I am curious how folks in the community reason about “containers” vs. “serverless” and different takes.
I recently came across the Dapr project: https://dapr.io/ which I think is a conceptually very interesting approach to system architecture that allows building a portable application that can be plugged into AWS, Azure, GCP, etc.
There is a reference eShop project on github: https://github.com/dotnet-architecture/eShopOnDapr
I have worked with Azure Functions, AWS Lambda, and AWS AppSync but not very heavily with containerized workloads.
Looking at the eShop reference project, I cannot get over how complex the application is compared to what it would take to build the same functionality with the same general application level characteristics (decoupled, event driven, service oriented) using Lambda, AppSync, or Functions. And this got me wondering where teams find this level of complexity worthwhile.
As I understand it, there are a handful of benefits gained from the containerized approach:
- Long running application logic. Most serverless frameworks have short timeout quotas so they are not suited for long running processes.
- Memory or CPU intensive workloads. With serverless, you have less control over resource intensive workloads. So if you have a workload that requires more control over memory or CPU, containers are a better alternative
- Portability. Containerized applications are more portable between different platforms. On-premise, AWS, Azure, or Google — you can deploy your containerized workloads easily between these platforms. It is possible with serverless as well IMO by moving most of your business logic into application libraries (e.g. a layer in Lambda) and using the serverless interface primarily as a bridge to I/O.
- (3a) Flexibility. Extending portability, a solution like Dapr would allow the underlying platform components to be replaced. Developing natively for Azure Functions requires using Functions specific bindings to event sources such as Service Bus or Event Grid whereas Dapr would allow the application to plug AWS SNS as an event source on AWS and Service Bus on Azure. In some mission critical scenarios, this may even be THE deciding factor as it allows a multi-cloud deployment (though you have a different challenge of synchronizing data between the clouds) that could theoretically stay up even if one of the major providers goes down.
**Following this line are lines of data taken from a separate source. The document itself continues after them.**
PR #39, opened 2020-06-05
Account for scenarios where target_capacity is outside limit when constraining requested capacity

kawaiwanyelp:
### Description
There are some cases where an existing target_capacity will be outside the max and min capacity limits, either due to manual scaling or because the limits move. In this case, capacity requests can result in bad deltas when constraining the target capacity. This PR patches that math to account for that case.

### Testing done
`make test`

### DIFF
--- a/clusterman/autoscaler/pool_manager.py
+++ b/clusterman/autoscaler/pool_manager.py
@@ -236,12 +236,26 @@ class PoolManager:
         """ Signals can return arbitrary values, so make sure we don't add or remove too much capacity """
 
         requested_delta = requested_target_capacity - self.target_capacity
+
+        # first, determine whether or not the delta is actually positive or negative.
+        # for example, if the current target capacity is above the maximum, the resulting delta
+        # will be negative, even if the requested delta is positive because we take the min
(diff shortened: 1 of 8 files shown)


clusterman/autoscaler/pool_manager.py
```diff
@@ -236,13 +236,25 @@ def _constrain_target_capacity(
         """ Signals can return arbitrary values, so make sure we don't add or remove too much capacity """
 
         requested_delta = requested_target_capacity - self.target_capacity
+
+        # first, determine whether or not the delta is actually positive or negative.
+        # for example, if the current target capacity is above the maximum, and the
+        # requested delta is positive, the actual delta will negative, and should be, so
```
drmorr0: can you fix this comment?  something seems off here (missing word maybe?)

drmorr0 (approved):
fix'n'ship: I think the comment here could be made a little more clear but otherwise this seems fine

clusterman/autoscaler/pool_manager.py
kawaiwanyelp: I've made it clearer.

PR #40, opened 2020-06-10
Improve information display around enabling and disabling the autoscaler

drmorr0:
### Description
1) If a cluster has autoscaling paused, `clusterman status` will print that info.
2) The `clusterman enable|disable` commands now print a response indicating success or failure.

### Testing done
manual testing on stagef
updated unit tests

### DIFF
--- a/clusterman/cli/toggle.py
+++ b/clusterman/cli/toggle.py
@@ -12,6 +12,7 @@
 # See the License for the specific language governing permissions and
 # limitations under the License.
 import argparse
+import time
 
 import staticconf
 
@@ -20,9 +21,10 @@ from clusterman.args import add_cluster_config_directory_arg
 from clusterman.args import add_pool_arg
 from clusterman.args import add_scheduler_arg
 from clusterman.args import subparser
-from clusterman.autoscaler.autoscaler import AUTOSCALER_PAUSED
-from clusterman.autoscaler.autoscaler import CLUSTERMAN_STATE_TABLE
 from clusterman.aws.client import dynamodb
+from clusterman.util import AUTOSCALER_PAUSED
+from clusterman.util import autoscaling_is_paused
+from clusterman.util import CLUSTERMAN_STATE_TABLE
 from clusterman.util import parse_time_string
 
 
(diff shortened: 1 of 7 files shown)


clusterman/cli/toggle.py
```diff
@@ -39,6 +42,17 @@ def disable(args: argparse.Namespace) -> None:
         Item=state,
     )
 
+    time.sleep(1)  # Give DynamoDB some time to settle
+    if not autoscaling_is_paused(args.cluster, args.pool, args.scheduler, arrow.now()):
+        print('Something went wrong!  The autoscaler is NOT paused')
+    else:
+        now_str = str(parse_time_string('now').to('local'))
+        until_str = str(parse_time_string(args.until).to('local'))
```
kawaiwanyelp: If `args.util` is None, `parse_time_string` will raise an `AttributeError` on [this](https://github.com/Yelp/clusterman/blob/master/clusterman/util.py#L176) line because it does not have a `split` function. Should probably just put it under the `args.until` conditional you have later in the function.

clusterman/cli/toggle.py
```diff
@@ -48,6 +62,11 @@ def enable(args: argparse.Namespace) -> None:
             'entity': {'S': f'{args.cluster}.{args.pool}.{args.scheduler}'},
         }
     )
+    time.sleep(1)  # Give DynamoDB some time to settle
+    if autoscaling_is_paused(args.cluster, args.pool, args.scheduler, arrow.now()):
+        print('Something went wrong!  The autoscaler is paused')
+    else:
+        print(f'The autoscaler for {args.cluster}.{args.pool}.{args.scheduler} was enabled at {arrow.now()}')
```
kawaiwanyelp: nit: I think you should use the same `arrow.now()` for both the pause check and the enable message (i.e. set it as a variable).

kawaiwanyelp (changes requested):

clusterman/cli/toggle.py
drmorr0: whoops, good catch.

clusterman/cli/toggle.py
drmorr0: fixed

kawaiwanyelp (approved):

PR #41, opened 2020-06-11
Add timestamp to autoscaler pause entry in DynamoDB

kawaiwanyelp:
### Description
This PR adds a Sensu alert that tickets if an autoscaler is paused for too long. By default, "too long" is 24 hours or 86400 seconds. 

### Testing Done
make test
dry-run manual testing against a a dynamodb entry created manually

### Notes
**update** - I've reduced this PR to adding a timestamp to the pause entry in DynamoDB. The alert will be created elsewhere, outside of Clusterman.


kawaiwanyelp:
After talking with @drmorr0, we've decided to move the check outside of Clusterman. However, we'll still need to know how long Clusterman has been paused for, so I've reduced this PR to only adding a timestamp to the pause entry we created in DynamoDB when disabling an autoscaler.

drmorr0 (approved):

PR #42, opened 2020-06-11
suppress modify_target_capacity calls when new = old

drmorr0:
### Description

When the autoscaler is running very frequently, we can be spamming AWS with `modify_target_capacity` calls even when the new target capacity hasn't changed.
Here we suppress those calls when the new target capacity = the old target capacity.

### Testing Done

Fixed the integration tests to catch this case.


gvolco (approved):
lgtm

PR #43, opened 2020-06-16
Output error msg if cluster, pool, or scheduler does not exist in CLI, cluster_metrics_collector, or drainer

kawaiwanyelp:
### Description
This PR just adds a helpful log/output whenever a cluster, pool, or scheduler does not exist. In the cluster_metrics_collector and drainer, the cluster check is most relevant. For the CLI, we now also check if the specified pool exists and is scheduled by the given scheduler.

### Testing Done
manual testing against a bad cluster, pool, and scheduler on the CLI, drainer, and cluster_metrics_collector
`make test`

### DIFF
--- a/clusterman/batch/cluster_metrics_collector.py
+++ b/clusterman/batch/cluster_metrics_collector.py
@@ -46,13 +46,13 @@ from clusterman.batch.util import suppress_request_limit_exceeded
 from clusterman.config import get_pool_config_path
 from clusterman.config import load_cluster_pool_config
 from clusterman.config import setup_config
+from clusterman.exceptions import ClusterNotFoundError
 from clusterman.mesos.metrics_generators import ClusterMetric
 from clusterman.mesos.metrics_generators import generate_framework_metadata
 from clusterman.mesos.metrics_generators import generate_kubernetes_metrics
 from clusterman.mesos.metrics_generators import generate_simple_metadata
 from clusterman.mesos.metrics_generators import generate_system_metrics
 from clusterman.util import All
-from clusterman.util import ClusterNotFoundError
 from clusterman.util import get_pool_name_list
 from clusterman.util import sensu_checkin
 from clusterman.util import setup_logging
@@ -104,7 +104,7 @@ class ClusterMetricsCollector(BatchDaemon, BatchLoggingMixin, BatchRunningSentin
                 self.pools[scheduler] = get_pool_name_list(self.options.cluster, scheduler)
             except ClusterNotFoundError as e:
                 logger.error(e)
-                raise SystemExit
+                raise
         for scheduler, pools in self.pools.items():
             for pool in pools:
                 watcher_config = {
--- a/clusterman/batch/cluster_metrics_collector.py
+++ b/clusterman/batch/cluster_metrics_collector.py
@@ -52,6 +52,7 @@ from clusterman.mesos.metrics_generators import generate_kubernetes_metrics
 from clusterman.mesos.metrics_generators import generate_simple_metadata
 from clusterman.mesos.metrics_generators import generate_system_metrics
 from clusterman.util import All
+from clusterman.util import ClusterNotFoundError
 from clusterman.util import get_pool_name_list
 from clusterman.util import sensu_checkin
 from clusterman.util import setup_logging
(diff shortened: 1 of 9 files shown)


clusterman/util.py
```diff
@@ -64,6 +64,14 @@ class ClustermanResources(NamedTuple):
     gpus: float = 0
 
 
+class ClusterNotFoundError(Exception):
```
drmorr0: Can we stick this in `clusterman/exceptions.py`?

clusterman/batch/cluster_metrics_collector.py
```diff
@@ -99,7 +100,11 @@ def configure_initial(self) -> None:
         # first to load the cluster config path, and then read all the entries in that directory
         self.pools: MutableMapping[str, List[str]] = {}
         for scheduler in {'mesos', 'kubernetes'}:
-            self.pools[scheduler] = get_pool_name_list(self.options.cluster, scheduler)
+            try:
+                self.pools[scheduler] = get_pool_name_list(self.options.cluster, scheduler)
+            except ClusterNotFoundError as e:
```
drmorr0, line 105: How is this any different than what would happen before?  In particular it seems like we're hiding the stack trace, which is maybe valuable?  

`logger.exception` would still print the stack trace, but also the uncaught exception would print the stack trace, so I'm not sure why we need to catch it here and then raise `SystemExit`

clusterman/config.py
```diff
@@ -86,6 +89,32 @@ def load_cluster_pool_config(cluster: str, pool: str, scheduler: str, signals_br
...
+                msg = (
+                    f"Pool '{pool}' is scheduled in cluster '{cluster}' by {schedulers}, "
+                    f"not '{scheduler}'"
+                )
+            else:
+                msg = f"Pool '{pool}' does not exist in cluster '{cluster}'"
+        else:
+            msg = f"Cluster '{cluster}' does not exist"
+        print(Fore.RED + msg + Style.RESET_ALL)
+        raise SystemExit
```
drmorr0: Can we raise something other than `SystemExit` here?

clusterman/config.py
```diff
@@ -86,6 +89,32 @@ def load_cluster_pool_config(cluster: str, pool: str, scheduler: str, signals_br
...
+                schedulers = [os.path.splitext(f)[1][1:] for f in other_sched_files]
+                msg = (
+                    f"Pool '{pool}' is scheduled in cluster '{cluster}' by {schedulers}, "
+                    f"not '{scheduler}'"
+                )
+            else:
+                msg = f"Pool '{pool}' does not exist in cluster '{cluster}'"
+        else:
+            msg = f"Cluster '{cluster}' does not exist"
+        print(Fore.RED + msg + Style.RESET_ALL)
```
drmorr0: Can we log this instead of printing it?

clusterman/draining/queue.py
```diff
@@ -400,10 +401,14 @@ def terminate_host(host: Host) -> None:
...
-    for pool in get_pool_name_list(args.cluster, 'mesos'):
-        load_cluster_pool_config(args.cluster, pool, 'mesos', None)
-    for pool in get_pool_name_list(args.cluster, 'kubernetes'):
-        load_cluster_pool_config(args.cluster, pool, 'kubernetes', None)
+    try:
+        for pool in get_pool_name_list(args.cluster, 'mesos'):
+            load_cluster_pool_config(args.cluster, pool, 'mesos', None)
+        for pool in get_pool_name_list(args.cluster, 'kubernetes'):
+            load_cluster_pool_config(args.cluster, pool, 'kubernetes', None)
+    except ClusterNotFoundError as e:
```
drmorr0, line 409: Same comment as above; why not just skip the try/except block?

drmorr0 (changes requested):
A few relatively minor comments.  Thanks for doing this!

clusterman/batch/cluster_metrics_collector.py
kawaiwanyelp: I was trying to hide the stack trace yes to print a more human friendly message. I can just let it through.

clusterman/util.py
kawaiwanyelp: Yep.

clusterman/config.py
kawaiwanyelp: This function is only ever called during start up so if something fails, the process needs to fail. To make it a little cleaner, I've changed it to `sys.exit`.

clusterman/config.py
kawaiwanyelp: Sure.

clusterman/draining/queue.py
kawaiwanyelp: I've changed to just log then continue to raise.

PR #45, opened 2020-07-06
slight refactor before importing existing pending-pods signal

drmorr0:
### Description

This is a pretty straightforward refactor: it creates a new interface that signals are expected to inherit from, and it moves the existing `Signal` class to an `ExternalSignal` class.  The `Signal` interface return signature changes slightly, since eventually we will want to return a list of `ResourceRequest`s instead of a single aggregate `ResourceRequest`.

The next steps are going to be to a) import the logic from our existing pending pods signal into `pending_pods_signal.py`, and then b) add a srv-configs toggle to determine whether we are using the "external" version of the signal or the "internal" version.

### Testing Done

`make test` passes
No new features added, so no new tests or anything need to be written.

### DIFF
--- a/clusterman/interfaces/signal.py
+++ b/clusterman/interfaces/signal.py
@@ -1,0 +1,92 @@
+# Copyright 2019 Yelp Inc.
+#
+# Licensed under the Apache License, Version 2.0 (the "License");
+# you may not use this file except in compliance with the License.
+# You may obtain a copy of the License at
+#
+#     http://www.apache.org/licenses/LICENSE-2.0
+#
+# Unless required by applicable law or agreed to in writing, software
+# distributed under the License is distributed on an "AS IS" BASIS,
+# WITHOUT WARRANTIES OR CONDITIONS OF ANY KIND, either express or implied.
+# See the License for the specific language governing permissions and
+# limitations under the License.
+from abc import ABCMeta
+from abc import abstractmethod
+from typing import Dict
+from typing import List
+from typing import Optional
+from typing import Union
+
+import arrow
+import staticconf
+from staticconf.errors import ConfigurationError
+
+from clusterman.exceptions import NoSignalConfiguredException
+from clusterman.exceptions import SignalValidationError
+
+SignalResponseDict = Dict[str, Optional[float]]
+
+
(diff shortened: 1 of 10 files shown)


clusterman/interfaces/signal.py
```diff
@@ -0,0 +1,89 @@
...
+     ) -> Union[SignalResponseDict, List[SignalResponseDict]]:
+        """ Compute a signal and return either a single response (representing an aggregate resource request), or a
+        list of responses (representing per-pod resource requests)
+
+        :param timestamp: a Unix timestamp to pass to the signal as the "current time"
+        :param retry_on_broken_pipe: if the signal socket pipe is broken, restart the signal process and try again
+        :returns: a dict of resource_name -> requested resources from the signal
+        :raises SignalConnectionError: if the signal connection fails for some reason
+        """
+        pass
```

- Legacy apps. Some legacy apps may be easier to “lift-and-shift” into containers whereas moving into Functions or Lambda is a re-write. For example, applications which are written as daemons. Some legacy apps would not fit into a serverless paradigm at all and would require mapping to another platform specific service.
- Persistent workloads. Serverless benefits from burst type workloads since there is no cost when the system is not operating. For example, enterprise line of business systems which tend to have predictable spikes in the start of a workday and early afternoon. At night, when there are no users, there is no cost component for the compute. On the other hand, some types of systems which see continuous throughput may be more cost effective with containers.
- Ops can be simplified in some cases. By deploying the application components and dependencies (e.g. Redis) as containers, it can be easier to to manage than building complex IAC configuration using ARM templates, CF templates, etc.
- Programming language. Functions will have limited support for programming languages so if you are using a less commonly deployed language, you would benefit from the container runtime.
I would love to hear from folks who are working with containerized workloads and who have worked with serverless to get some different angles and other perspectives I’m missing.
It seems to me that in the majority of cases, the application code and deployment model is considerably more concise and easier to reason about with serverless than with containerized workloads for most web application APIs if one is willing to accept the tradeoffs (e.g. lack of platform portability).